VERY limited and very hard to find.

If anyone sees one and doesnt want it LET ME KNOW!

They aren't cheap!


----------



## Queen6

JYogi said:


> I have been searching for *Sjöö-Sandström UTC Ocean Extreme Black
> *for about 9 mths now with no luck
> 
> VERY limited and very hard to find.
> 
> If anyone sees one and doesnt want it LET ME KNOW!
> 
> They aren't cheap!


That would be two of us then :-d

As you say very rare & very expensive :-(

Q-6


----------



## ronalddheld

No question about it.


----------



## MINIDriver

Here are my "sexy" digital watches...(Full reviews of each coming up soon):

MINI Motion digital watch with "flip" display. Designed by Ives Behar exclusively for BMW/MINI in 2003 (SS case around 37-38mm):










Citizen Ana-Digi Temp JG2081-57E with the Cal. 8988 movement (40mm SS case):










Junghans Mega 1000 Atomic Radio Controlled Digital Watch (Negative display version, 41mm SS case, sapphire glass):



















I recently purchased the Citizen Ana-Digi and the Junghans Mega 1000. I am well pleased with both. All 3 of these watches get a fair amount of wrist time and are highly recommended to LCD/LED/Radio Controlled watch buffs.

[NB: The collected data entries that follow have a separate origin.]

PR #217, opened 2026-01-04
feat: Rejoin Indicator

Xenon1:
### Overview
[Dev ticket 4](https://discord.com/channels/1339669873386586152/1457043704803229882)

Added a rejoin indicator. This widget only shows when the player car drops below a user configured speed. It is also auto hidden when in the pits. 

User can define: 
- what speed (kmH) the widget will display at
- Gap where the care indicator is shown
- Gap where the stop indicator is shown

image

If the gap to the next car back is more than the Care gap, the clear indicator is shown
image

If the gap is equal too or less than the care gap, but more than the stop gap then the caution indicator is shown
image

If the gap is equal too or below the stop gap, the do not rejoin indicator is shown
image

### Testing
Tested in a AI practice session. 
- Altered all gaps and show at speed and changes were picked up. 
- Ensured widget was hidden when in the garage, in the pit stall and on pit road regardless of speed
- Ensured the widget only displayed cars on track and ignored cars in the pit lane

Note: When the user car comes to a stop, the widget may disapear for a second or 2 and come back. This is due to iRacing telemetry setting the car speed to a random value then back to 0

### DIFF
--- a/src/frontend/components/RejoinIndicator/RejoinIndicator.tsx
+++ b/src/frontend/components/RejoinIndicator/RejoinIndicator.tsx
@@ -4,7 +4,7 @@
  * Hidden until player is at a user defined speed (Default 30) and not in the pit lane. The gap thresholds are user configured as well
  */
 
-import { useTelemetryValues, useTelemetryValue, useFocusCarIdx, useCarIdxSpeed } from '@irdashies/context';
+import { useTelemetryValues, useTelemetryValue, useFocusCarIdx } from '@irdashies/context';
 import { useDriverRelatives } from '../Standings/hooks/useDriverRelatives';
 import { useRejoinSettings } from './hooks/useRejoinSettings';
 import type { Standings } from '../Standings/createStandings';
@@ -12,11 +12,10 @@ import type { Standings } from '../Standings/createStandings';
 export const RejoinIndicator = () => {
   const settings = useRejoinSettings();
   const playerIndex = useFocusCarIdx();
-  const telemetrySpeed = useTelemetryValues('Speed');
-  const carSpeeds = useCarIdxSpeed();
   const isInGarage = useTelemetryValue<number>('IsInGarage') === 1;
   const playerInPitStall = useTelemetryValue<number>('PlayerCarInPitStall') === 1;
   const carIdxOnPitRoad = useTelemetryValues<boolean[]>('CarIdxOnPitRoad');
+  const carSpeedForPlayer = useTelemetryValue('Speed');
 
   const drivers = useDriverRelatives({ buffer: 3 });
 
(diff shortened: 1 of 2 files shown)


src/frontend/components/RejoinIndicator/RejoinIndicator.tsx
```diff
@@ -0,0 +1,124 @@
...
+      } else {
+        carBehind = undefined;
+      }
+    }
+  }
+
+  // Read telemetry and computed car speed for the focused car index
+  const telemetryPerCar = telemetrySpeed ?? [];
+  const telemetrySpeedForPlayer = telemetryPerCar?.[playerIndex]; // likely m/s in live telemetry
+  const carSpeedForPlayer = carSpeeds?.[playerIndex]; // km/h when available
```
tariknz: Hey I think there's some confusion on how this works.

the telemetry value `Speed` has a single value and it is always the player's speed in m/s
`useCarIdxSpeed` does some internal computing to try to calculate all the car speeds based on their position on the track over time against the track length. There's a processing overhead to get this data so if you have no use for the speeds of other drivers you shouldn't bother using it and just stick with Speed.

'Speed' should be retrieved via `useTelemetryValue('Speed')` without the "s" to always get the first value in the array.

So I think this can be simplified to just 
```
const carSpeedForPlayer = useTelemetryValue('Speed');
const speedKmH = carSpeedForPlayer * 3.6;
```

src/frontend/components/Settings/sections/RejoinIndicatorSettings.tsx
```diff
@@ -0,0 +1,116 @@
...
+      enabled: savedSettings.enabled,
+      config: migrateConfig(savedSettings.config),
+    };
+
+    const prev = settingsRef.current;
+    if (prev.enabled === next.enabled && JSON.stringify(prev.config) === JSON.stringify(next.config)) return;
+
+    const id = setTimeout(() => setSettings(next), 0);
+    return () => clearTimeout(id);
+  }, [savedSettings]);
```
tariknz: This seems hacky? The other settings pages don't have this so why is it needed here? I think you can get rid of it.

```suggestion
```

src/frontend/components/RejoinIndicator/RejoinIndicator.tsx
```diff
@@ -0,0 +1,124 @@
...
+  const speedKmH = Number.isFinite(carSpeedForPlayer)
+    ? carSpeedForPlayer
+    : Number.isFinite(telemetrySpeedForPlayer)
+    ? telemetrySpeedForPlayer * 3.6
+    : 0;
+
+  const gap = Math.abs(carBehind?.delta ?? Number.POSITIVE_INFINITY);
+  const gapLabel = Number.isFinite(gap) ? gap.toFixed(1) : '--';
+
+  // Exported helper below is used for unit testing the mapping
```
tariknz: No tests though?
Probably unecessary to have getStatusFromGap as a seperate function just inline it

PR #232, opened 2026-01-11
feat: pitlane helper

23Kev:
Features

- Speed Delta Display: Shows how far over/under the pit speed limit you are
  - Green: Safe (more than 5 km/h under limit)
  - Amber: Caution (0-5 km/h under limit)
  - Red: Over limit
  - Flashing Red Box: Severely over (more than 1.5 km/h over limit)
- Pitbox Distance: Countdown showing meters to your pitbox with progress bar
- Pit entry and exit locations detected and stored for each track
- Early Pitbox Warning: Alerts when your pitbox is near pit entry (last 10% of track)
- Pit Limiter Warning: Flashing warning when entering pit without limiter active
- Team Race Warning: Extra urgent warning after pit stop completion in team races
- Pitlane Traffic: Shows count of cars ahead and behind in pitlane

Modified/Added files

- src/app/storage/defaultDashboard.ts
- src/frontend/WidgetIndex.tsx
- src/frontend/components/PitlaneHelper/PitlaneHelper.stories.tsx
- src/frontend/components/PitlaneHelper/PitlaneHelper.tsx
- src/frontend/components/PitlaneHelper/hooks/usePitLimiterWarning.tsx
- src/frontend/components/PitlaneHelper/hooks/usePitSpeed.tsx
- src/frontend/components/PitlaneHelper/hooks/usePitboxPosition.tsx
- src/frontend/components/PitlaneHelper/hooks/usePitlaneHelperSettings.tsx
- src/frontend/components/PitlaneHelper/hooks/usePitlaneTraffic.tsx
- src/frontend/components/PitlaneHelper/hooks/usePitlaneVisibility.tsx
- src/frontend/components/Settings/SettingsLayout.tsx
- src/frontend/components/Settings/sections/PitlaneHelperSettings.tsx
- src/frontend/components/Settings/sections/index.ts
- src/frontend/components/Settings/types.ts

Ready for review and testing.


23Kev:
Still in development and testing so closing for now. Will reopen once its properly done.

src/frontend/context/PitLaneStore/usePitLaneDetection.tsx
```diff
@@ -0,0 +1,89 @@
...
+import { usePitLaneStore } from './PitLaneStore';
+import { useTelemetryValues } from '../TelemetryStore/TelemetryStore';
+import { useSessionStore } from '../SessionStore/SessionStore';
+
+/**
+ * Hook that monitors telemetry and detects pit entry/exit positions.
+ * This should be mounted once at the app level to continuously track all cars.
+ */
+export const usePitLaneDetection = () => {
+  const session = useSessionStore((state) => state.session);
```
tariknz: Don't do this, if you request the session directly then the updates will happen at the rate of the session updates. If you get the trackID instead its memoised so it will only update when the sessionc hanges.

```suggestion
  const trackId = useSessionStore((state) => state.session?.WeekendInfo?.TrackID?.toString() ?? null);
```

src/frontend/context/PitLaneStore/usePitLaneDetection.tsx
```diff
@@ -0,0 +1,89 @@
...
+  useEffect(() => {
+    if (!trackId) {
+      reset();
+      return;
+    }
+
+    // Track changed
+    if (trackId !== currentTrackId) {
+      // Load from disk via IPC
+      window.electron?.pitLane?.getPitLaneData(trackId).then((data) => {
```
tariknz: What's the reason for saving and loading the pit entry/exit data into disk? I'm not understanding this here. Is it for performance? 

Has it actually been an issue?

src/frontend/App.tsx
```diff
@@ -46,6 +47,7 @@ const App = () => {
       <RunningStateProvider bridge={window.irsdkBridge}>
         <SessionProvider bridge={window.irsdkBridge} />
         <TelemetryProvider bridge={window.irsdkBridge} />
+        <PitLaneDetector />
```
tariknz: You want to pass the bridge like the above providers to not create a dependency on electron in the frontend. Best to follow the pattern for the irsdkBridge or dashboardBridge

src/main.ts
```diff
@@ -36,13 +37,16 @@ app.on('ready', async () => {
   const dashboard = getOrCreateDefaultDashboard();
   const bridge = getCurrentBridge();
 
+  // Setup IPC bridges
+  setupPitLaneBridge();
+
```
tariknz, line 43: I'm not super into having specific widget logic be in the main - there might be a better solution. Minor we can tidy this up later.

src/app/rendererExpose.ts
```diff
@@ -8,4 +9,14 @@ contextBridge.exposeInMainWorld('globalKey', {
...
+
+const pitLaneBridge: PitLaneBridge = {
+  getPitLaneData: (trackId: string) => ipcRenderer.invoke('pitLane:getData', trackId),
+  updatePitLaneData: (trackId: string, data: Partial<PitLaneTrackData>) =>
+    ipcRenderer.invoke('pitLane:updateData', trackId, data),
+};
+
+contextBridge.exposeInMainWorld('electron', {
+  pitLane: pitLaneBridge,
+});
```
tariknz: Any reason why this is called electron?

src/frontend/context/PitLaneStore/usePitLaneDetection.tsx
23Kev: This was done so each user had their own source of pit entry and exit locations that persisted across restarts, sessions etc. We could have this in a DB that the app called via api but that's a lot more maintenance and dependencies. 

If there is another way I'm all ears.

src/app/rendererExpose.ts
23Kev: My mistake, this has been changed.

src/frontend/App.tsx
23Kev: pitLaneProvider has been created as suggested

src/frontend/context/PitLaneStore/usePitLaneDetection.tsx
23Kev: Fixed - changed to use trackId selector: `useSessionStore((state) => state.session?.WeekendInfo?.TrackID?.toString() ?? null)` to prevent unnecessary re-renders.

src/frontend/App.tsx
23Kev: Fixed - created PitLaneProvider component that accepts bridge prop, following the same pattern as SessionProvider and TelemetryProvider. Updated App.tsx to use `<PitLaneProvider bridge={window.pitLaneBridge} />`

src/main.ts
23Kev: Acknowledged - left as-is for now since this can be tidied up later as noted.

23Kev:
@tariknz 

- Fixed usePitLaneDetection.tsx to use memoized trackId selector
- Created new PitLaneProvider.tsx component accepting bridge prop
- Updated App.tsx to use <PitLaneProvider bridge={window.pitLaneBridge} />
- Renamed window.electron to window.pitLaneBridge in rendererExpose.ts
- Updated window type definitions in interface.d.ts
- Removed obsolete PitLaneDetector.tsx component
- All changes verified with linting - passes with no errors

src/frontend/context/PitLaneStore/usePitLaneDetection.tsx
tariknz: Ok I see so we don't actually get this data from telemetry? 
Where would the users get the data from?

tariknz: Oh wait does it get set when you enter and exit the pit, the persist from there on?

23Kev: > Oh wait does it get set when you enter and exit the pit, the persist from there on?

Yep, this is what happens.
There is no pitlane entry/exit data in the telemetry. So the first time the driver exits and enters the Track% is stored in the pitLaneData.json file like below. If they never enter then we just store a null value and the smarts for pit entry (early pitbox detection) just use a default.
`{
  "9": {
    "pitEntryPct": 0.878361701965332,
    "pitExitPct": 0.9491437077522278
  },
  "47": {
    "pitEntryPct": 0.9199294447898865,
    "pitExitPct": 0.013613536022603512
  },
  "181": {
    "pitEntryPct": 0.9869002103805542,
    "pitExitPct": 0.06826776266098022
  }
}`

tariknz: Yeah makes sense, smart. Thanks for clarifying!

tariknz (approved):
LGTM

PR #235, opened 2026-01-11
Show lap counter in fixed lap races without decimals

Grollo13:
When in a fixed-lap race, the lap counter would show e.g. `20.0` total laps, which does not make sense if the number of laps is fixed and not estimated.

Also a minor bug was removed that would always take the drivers car lap, even if focussing on another car.


23Kev (approved):
This looks good to me

PR #240, opened 2026-01-13
[Bugfix] SOF calculation

gui-seppe:
Fix to the sof calculation. Test updated to reflect correct value


23Kev (approved):
These calculations look correct and result in the correct SOF values in sessions. Good to go.

PR #241, opened 2026-01-13
Feat/option for autostart after system start

creagel:
Implementation of settings for automatic startup after system boot


23Kev (approved):
Looks good, approving to merge.

Issue #28, opened 2025-06-14
[Standings] Deltas should indicate if the car is more than a lap down (e.g. display +2 laps)


tariknz:
You should be able to calculate laps to leader and figure out if they are on the lead lap else show how many laps they are down instead of the delta.

tariknz:
Closed by #244

PR #244, opened 2026-01-14
feat: Standing's gap shows laps count behind

BatMichoo:
Issue #28 Deltas should indicate if the car is more than a lap down

Standings now show lap count behind as -nL, as per the iRacing Results Tab.

interface Gap {
 value: number,
 laps: number 
} 

- Added above interface to not override the gap value with the lap count as interval uses said gap.
- Refactored createStandings.ts to use above interface
- Refactored augmentStandingsWithGap to calculate actual lap difference based on the gap value and class leader's fastest lap.
- Refactored DriverInfoRow to accept interface Gap.
- Refactored DeltaCell to accept interface Gap. If laps property is not 0 will show lap difference, otherwise actual gap.


tariknz (approved):
Its difficult to tell whats changed with the formatting changes - please just double check those for next time.

PR #1464, opened 2017-05-06
python: retries support for python destination

furiel:
With this patch one can use retries() option for
python destination. For example:
destination d_python {
  python(class("ClassFoo") retries(3));
};
See:
https://github.com/balabit/syslog-ng/issues/1424

PR #1496, opened 2017-05-24
logthrdestdrv: regression: wrong error message when dropping message

furiel:
PR: https://github.com/balabit/syslog-ng/pull/1464
introduced a regression, when the worker instantly drops a message
(returns with WORKER_INSERT_RESULT_DROP),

Would could have taught that you can still have a sexy looking, classy and dressy digital watch that doesn't have to look like a G-Shock?


----------



## MINIDriver

Sean779 said:


> To me it's this one, another Ventura. Simple, elegant.


It is a nice watch but the side case extensions and crown don't work for me....


----------



## MINIDriver

gloster said:


> There is a huge variety. What price range? Do you want something vintage or current? Something funky looking or classic?
> 
> That said, here are some of my thoughts:
> 
> The Ventura V-Tech Sigma (no longer made, must find on auction for big bucks)
> 
> 
> 
> 
> 
> 
> 
> 
> 
> 
> The Seiko Spirit (only available in Asia or through an importer)
> 
> 
> 
> 
> 
> 
> 
> 
> 
> 
> The Ammon Agent (no longer available except at auction)

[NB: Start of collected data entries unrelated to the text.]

PR #1498, opened 2017-05-29
Riemann destination: various bugfixes including heap corruption

furiel:
This patchset contains various bugfixes/improvements for Riemann destination.

A little comment for one of these issues: in case flush-lines is configured, messages can get stuck in the internal queue of Riemann destination. 

The optimistic path when Riemann server is connected is covered by this patchset. But the failure path when Riemann server is not connected is not covered. In the latter case syslog-ng will try to send batch once, but will not retry again, until the new messages arrived, or the batch filled suddenly completely, which latter case is again covered by this patch.
Also, for now in case flush-lines is used and unaccessible Riemann server, all events except the latest in the batch will be lost, because LogThrDestDriver do not support such message bulk rewind support. Only the last message can be rewind.

Any such issues do not occur when flush-lines is not used.

These issues will be resolved later in another changeset.

### DIFF
--- a/modules/riemann/riemann.c
+++ b/modules/riemann/riemann.c
@@ -560,6 +560,9 @@ riemann_worker_batch_flush(RiemannDestDriver *self)
   riemann_message_t *message;
   int r;
 
+  if (self->event.n == 0)
+    return WORKER_INSERT_RESULT_SUCCESS;
+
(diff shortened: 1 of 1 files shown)


kira-syslogng:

I think Seiko missed a great opportunity in the Seiko Spirit case design. No doubt, an excellent watch. But it looks like a $20 "nostalgia" Casio LCD watch, not a $250 timepiece. I would not mind owning it, but aside from its Radio Controlled properties it doesn't exude anything truly special about it.


----------



## MINIDriver

Joakim Agren said:


> Most of the ones in this thread are fragile pieces, if you want something sexy as hell and classy and elegant and.... but at the same time though and High WR then there can only be one and that is the aweseom MRG-1100 Frogman from 1999 so it is not produced anymore and is very hadr to get and also it is very expensive perhaps $1000. But as said it is one hell of a watch  :
> 
> 
> 
> 
> 
> 
> 
> 
> 
> 
> Picture borrowed by Queen6


I'll be very honest. As much as I like digital watches in general, G-Shocks simply do nothing for me. I know they are tough and nearly indestructible. But they give way too much in the aesthetics department to accomplish that very end. The only G-Shock I could see myself wearing is the 6-Band Radio Controlled top of the line model, but Casio wants $500 for it. No way I will pay that much for a Casio, even if it is made in solid gold and diamonds:-d And sorry to burst your bubble, but that vintage frogman looks tacky as hell and certainly doesn't look like a $1K watch. Maybe $200 tops...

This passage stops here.